The ingredients called for “1 cup of grated, cooked beets, with liquid reserved from boiling.” Well, how many beets are in one cup of grated beets? How much water do you boil them in? Are these beets peeled when they go in the water? If I reserve all the water from boiling, well isn’t that volume contingent on the size of the sauce pot? At some point I knew I was just going to have to jump off that high dive into the pool, so I picked two beets, trimmed off the leaves, covered them in an inch of water in a small saucepan and let em’ roll. When they were done cooking, I took them out and peeled them and began to grate. Beet juice began to creep everywhere: my perfect white cutting board stained, tiny red spots on my bleached chef coat, my hands, oh lord my hands. It’s a blood bath, a murder scene; I’ve killed someone’s recipe, the proof and the guilt it’s all on my hands. “Out, damned spot! Out, I say!”

After cleaning my station of the wreckage, I measured out the rest of my ingredients, and moved on to step one. “Blend well first six ingredients.” I got out the blender and pulsed away; the brutal beets disintegrating into the silky puddle of white buttermilk, till suddenly an electric pink—not “it’s a girl pink!,” but laser tag glowing obstacle pink—ignited before me. This just couldn’t be right.

Over the next two weeks, I play phone tag with the restaurant, until finally I was able to talk to the owner, Elina Sidorowicz O’Lague, on the phone. “How pink should the borscht be?” I asked. “A nice pink,” she responded. Is my pink “nice” I wondered? I decided I must see this borscht; it’s the only solution to my problem. I got to the restaurant at five, maneuvered my car into a slim spot in the back, and headed toward the restaurant for my date with some “nice” pink, cold borscht. The owner, Elina, brought me a small cup of glowing pink soup resting on a pristine white saucer. A sense of relief: It, too is a brilliant pink.

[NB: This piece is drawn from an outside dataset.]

Issue #241, opened 2019-10-07
TLS support


gferon:
Hi, I'd like to implement TLS support for `redis-rs` and I already have [an initial implementation that works for sync](https://github.com/gferon/redis-rs/tree/redis-tls) that's gated by a feature flag (`--tls`).

I just wanted to open an issue because I have a couple of questions:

Elina sat across from me, “So, did you go to school for journalism?” she asked as I slurped away. “No, I majored in Literature, and was pre-law.” She smiled, “I was a literature major too, at the university in Poland. So now you cook?”

It was unclear at this point who was interviewing whom, but I told her about my departure from the world of politics—for a while I was a congressional intern—to culinary school. How I love to cook, but never really knew why.

She shrugged her shoulders, her eyebrows arched, as if she had some insight into me already, and said, “I like the instant gratification too.”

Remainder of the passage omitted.